Customer understands and acknowledges that this IO is for the purchase and delivery of Impressions to Customer’s target audience as specified in the IO, nothing more. Strategus agrees to use commercially reasonable methods to deliver the Impressions specified in the IO. Strategus will provide Customer a Performance and Delivery Report showing the number of impressions delivered during a Campaign. Customer agrees the Strategus performance and delivery report shall constitute satisfactory proof of the impressions delivered during a campaign and Strategus shall not be under any obligation to provide additional proof of the impressions delivered during a campaign.

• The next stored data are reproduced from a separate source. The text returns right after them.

PR #1205, opened 2020-11-10
fix: token warning modal stealing focus across frame boundaries

moontools-hyperion:
The token warning modal in the Uniswap interface, when embedded in an iframe on a parent page, steals focus from the parent window. This prevents users from interacting with input elements in the parent window.

Simple example of issue:
https://jsfiddle.net/26cms93e/

Steps to reproduce:
1. Go to https://app.moontools.io/pairs/0x02f14c27037bd30f18a6578590fd40fafd3376ff
2. Click on the "Swap" tab (contains an iframe pointing to Uniswap interface) and wait for token warning modal to load
3. Notice that you cannot interact with the "Filter by address" input field above the transaction log. If you close the token warning modal, the input becomes focusable again.

This issue is also present on other DEX data explorer sites. This PR fixes the issue described above.

### DIFF
--- a/src/components/Modal/index.tsx
+++ b/src/components/Modal/index.tsx
@@ -115,7 +115,13 @@ export default function Modal({
       {fadeTransition.map(
         ({ item, key, props }) =>
           item && (
-            <StyledDialogOverlay key={key} style={props} onDismiss={onDismiss} initialFocusRef={initialFocusRef}>
+            <StyledDialogOverlay
+              key={key}
+              style={props}
+              onDismiss={onDismiss}
+              initialFocusRef={initialFocusRef}
+              dangerouslyBypassFocusLock
+            >
               <StyledDialogContent
                 {...(isMobile
                   ? {
--- a/package.json
+++ b/package.json
@@ -6,7 +6,7 @@
   "devDependencies": {
     "@ethersproject/experimental": "^5.0.1",
     "@popperjs/core": "^2.4.4",
-    "@reach/dialog": "^0.10.3",
+    "@reach/dialog": "^0.11.2",
     "@reach/portal": "^0.10.3",
     "@reduxjs/toolkit": "^1.3.5",
     "@types/jest": "^25.2.1",
--- a/yarn.lock
+++ b/yarn.lock
@@ -2048,19 +2048,27 @@
     penpal "3.0.7"
     pocket-js-core "0.0.3"
 
-"@reach/dialog@^0.10.3":
-  version "0.10.5"
-  resolved "https://registry.yarnpkg.com/@reach/dialog/-/dialog-0.10.5.tgz#70bd832616fc2b0f31ed65aff81ae9e218c4dbc4"
-  integrity sha512-j2+VaHCen/M5zh+q6L/xMXETMeD5yVywdhjjs0kn2uQ3AolYSj32P8Go1xSpxQNAjS1/zChd02Y/4g02eL3afg==
+"@reach/dialog@^0.11.2":
+  version "0.11.2"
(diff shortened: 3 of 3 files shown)


moodysalem:
This is very interesting--is it better fixed in chrome/safari though? Should a child iframe be able to steal focus or blur inputs on the parent page? It seems like a good thing you can't tab outside of the modal while on the Uniswap interface.

src/components/Modal/index.tsx
```diff
@@ -115,7 +115,13 @@ export default function Modal({
       {fadeTransition.map(
         ({ item, key, props }) =>
           item && (
-            <StyledDialogOverlay key={key} style={props} onDismiss={onDismiss} initialFocusRef={initialFocusRef}>
+            <StyledDialogOverlay
+              key={key}
+              style={props}
+              onDismiss={onDismiss}
+              initialFocusRef={initialFocusRef}
+              dangerouslyBypassFocusLock
```
MicahZoltu, line 123: The docs on this explicitly say that you should have some replacement focus lock if you enable this, but I don't see any replacement in this PR.

MicahZoltu:
https://github.com/w3c/webappsec-permissions-policy/issues/273

MicahZoltu:
IIUC, the browser solution is to disallow the iframe from being able to programmatically set focus at all.  Essentially this means that Uniswap should not depend on its ability to control focus for disabling page content.  Instead it should disable fields in the app and/or use an overlay.

moontools-hyperion:
> Should a child iframe be able to steal focus or blur inputs on the parent page? 

IMO it should not, but evidently it is possible in some browsers. Afaik there isn't a way to prevent this.

Probably need to do what @MicahZoltu suggested i.e. disabling all inputs in uniswap-interface when the modal is open. Is this approach okay? @moodysalem

moodysalem:
> IIUC, the browser solution is to disallow the iframe from being able to programmatically set focus at all.  Essentially this means that Uniswap should not depend on its ability to control focus for disabling page content.  Instead it should disable fields in the app and/or use an overlay.

Wdym by an overlay? I do not like the idea of disabling all other inputs on the page when a modal is open. It will either be mutating the dom of many components outside of react and is likely to break, or require changing tons of components

luanluvthu (approved):
Ok

MicahZoltu:
> I do not like the idea of disabling all other inputs on the page when a modal is open.

I'm not a huge fan either, but I don't think there is another option if you want the iframe widget to work correctly and not inappropriately interfere with the hosting page.  If you do nothing, people using the iframe have two choices:
1. Their page breaks when Uniswap has a modal open.
2. Uniswap modals don't work correctly within the iframe.

> It will either be mutating the dom of many components outside of react and is likely to break, or require changing tons of components

I agree that it increases complexity quite a bit.  I would not be worried about DOM updates since most (all) of the changes won't trigger a re-layout, just some non resizing style changes.  Component updates aren't that expensive (on this order of magnitude) as long as they don't trigger a relayout.  I suspect you can mitigate the complexity quite a bit with a good framework (e.g., React).

> I am pretty sure the browser should fix it

From what I have seen, no browser considers this a bug.  I can appreciate one disagreeing on this, but I think Uniswap should work in the real world, not in a hypothetical future that doesn't align with current trajectory for reality.

moodysalem:
We need to set crossFrame to false on the underlying focus lock that reach dialog is rendering
https://github.com/theKashey/react-focus-lock/issues/104#issue-601676942

moodysalem:
@moontools-hyperion are you able to add a replacement focus lock in our Modal component that has crossFrame set to false?

sharife3:
Any updates on this ?

moodysalem:
> Any updates on this ?

The better fix is described in the above comment (disable only cross frame focus lock) and we would accept any pull request that implements it

moontools-hyperion:
Hi @moodysalem, I've created a PR for this at https://github.com/Uniswap/uniswap-interface/pull/1326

Customer may always use its own independent third party verification tools at its own expense. For purposes of the Strategus Provisions and this IO, “Impressions” means the number of times a creative asset, or Advertising Material, was delivered. Customer acknowledges and agrees that upon receipt of the Strategus Performance and Delivery Report, all amounts quoted to the Customer in the IO are and shall be immediately due and payable.
In the event that any suit or action is instituted to enforce any provision in the IAB Terms and Conditions or the Strategus Provisions, the prevailing party in such dispute shall be entitled to recover from the losing party all fees, costs and expenses of enforcing any right of such prevailing party under or with respect to the IAB Terms and Conditions or the Strategus Provisions, including without limitation, such reasonable fees and expenses of attorneys and accountants, which shall include, without limitation, all fees, costs and expenses of appeals.
Warranty Disclaimer – Read Carefully!
THE SERVICES TO BE PROVIDED UNDER THIS AGREEMENT ARE FURNISHED AS IS, WHERE IS, WITH ALL FAULTS, AND WITHOUT WARRANTY OF ANY KIND, EXPRESS OR IMPLIED, INCLUDING ANY WARRANTY OF MERCHANTABILITY OR FITNESS FOR ANY PARTICULAR PURPOSE.
Damages Limitation – Read Carefully!
NOTWITHSTANDING ANYTHING TO THE CONTRARY CONTAINED IN ANY PROVISION OF THE IAB T&Cs, THE IO, OR THE STRATEGUS PROVISIONS, CUSTOMER AND STRATEGUS AGREE THAT STRATEGUS LIABILITY FOR ANY CLAIMS ARISING OUT OF THE BREACH OR NONFULFILLMENT OF THE IAB T&Cs, THE IO, OR THE STRATEGUS PROVISIONS SHALL BE LIMITED TO THE TOTAL PRICE LISTED IN THE SUMMARY AND THAT NEITHER PARTY SHALL BE ENTITLED TO RECOVER ANY INDIRECT, CONSEQUENTIAL, EXEMPLARY, OR PUNITIVE DAMAGES, INCLUDING BUT NOT LIMITED TO ANY DAMAGES ON ACCOUNT OF LOST PROFITS, LOST OPPORTUNITIES, BUSINESS INTERRUPTION, OR DIMINUTION IN VALUE.
This Agreement and the rights of the parties hereunder shall be governed by and construed in accordance with the laws of the State of Colorado without giving effect to the principles of conflicts of laws. Any action brought by any party hereto shall be brought in the District Court for the City and County of Denver, Colorado. This Agreement, including the referenced terms and conditions, constitutes the entire agreement between the parties and supersedes any and all prior written and/or oral agreements. This Agreement may be altered or modified only by a writing signed by the parties.
In the event of a conflict between the IAB T&Cs and the Strategus Provisions, the Strategus Provisions shall control.